After you complete the previous steps, create a Conditional Access policy using custom security attributes to block all agent identities except those reviewed and approved by your organization.

  1. Sign in to the Microsoft Entra admin center as at least a Conditional Access Administrator and Attribute Assignment Reader.
  2. Browse to Entra ID > Conditional Access > Policies.
  3. Select New policy.
  4. Give your policy a name. Create a meaningful standard for the names of your policies.
  5. Under Assignments, select Users, agents (Preview) or workload identities.
    1. Under What does this policy apply to?, select Agents (Preview).
      1. Under Include, select All agent identities (Preview).
      2. Under Exclude:
        1. Select Select agent identities based on attributes.
        2. Set Configure to Yes.
        3. Select the Attribute we created earlier called AgentApprovalStatus.
        4. Set Operator to Contains.
        5. Set Value to HR_Approved.
        6. Select Done.
  6. Under Target resources, select the following options:
    1. Select what this policy applies to Resources (formerly cloud apps).
      1. Include All resources (formerly 'All cloud apps')
  7. Under Access controls > Grant:
    1. Select Block.
    2. Select Select.
  8. Confirm your settings and set Enable policy to Report-only.
  9. Select Create to create your policy.

After confirming your settings using policy impact or report-only mode, move the Enable policy toggle from Report-only to On.

Block high-risk agent identities from accessing organizational resources

In the second scenario, organizations can create a Conditional Access policy to block high-risk agent identities based on signals from Microsoft Entra ID Protection. For details on risk detection types and response actions for agents, see Identity Protection for agents.

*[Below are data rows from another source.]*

PR #3879, opened 2022-05-10
Renable filter tests

mattnibs:
Enabling the filter tests also surfaced a bug in BufferFilter where
lengths of record values where getting improperly decoded.

### DIFF
--- a/zcode/bytes.go
+++ b/zcode/bytes.go
@@ -88,7 +88,7 @@ func DecodeTagLength(b Bytes) int {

The following steps create a Conditional Access policy to block all high-risk agent identities from accessing your organization's resources.

  1. Sign in to the Microsoft Entra admin center as at least a Conditional Access Administrator.
  2. Browse to Entra ID > Conditional Access > Policies.
  3. Select New policy.
  4. Give your policy a name. Create a meaningful standard for the names of your policies.
  5. Under Assignments, select Users, agents (Preview) or workload identities.
    1. Under What does this policy apply to?, select Agents (Preview).
      1. Under Include, select All agent identities (Preview).
  6. Under Target resources, select the following options:
    1. Select what this policy applies to Resources (formerly cloud apps).
    2. Include, All resources (formerly 'All cloud apps').
  7. Under Conditions > Agent risk (Preview), set Configure to Yes.
    1. Under Configure agent risk levels needed for policy to be enforced, select High. This guidance is based on Microsoft recommendations and might be different for each organization.
  8. Under Access controls > Grant.
    1. Select Block.
    2. Select Select.
  9. Confirm your settings and set Enable policy to Report-only.
  10. Select Create to enable your policy.

After confirming your settings using policy impact or report-only mode, move the Enable policy toggle from Report-only to On.

Investigating policy evaluation using sign-in logs

Admins can use the Sign-in logs to investigate why a Conditional Access policy did or didn't apply as explained in Microsoft Entra sign-in events. These events appear in the Service principal sign-ins. You can also filter by Agent type is agent identity.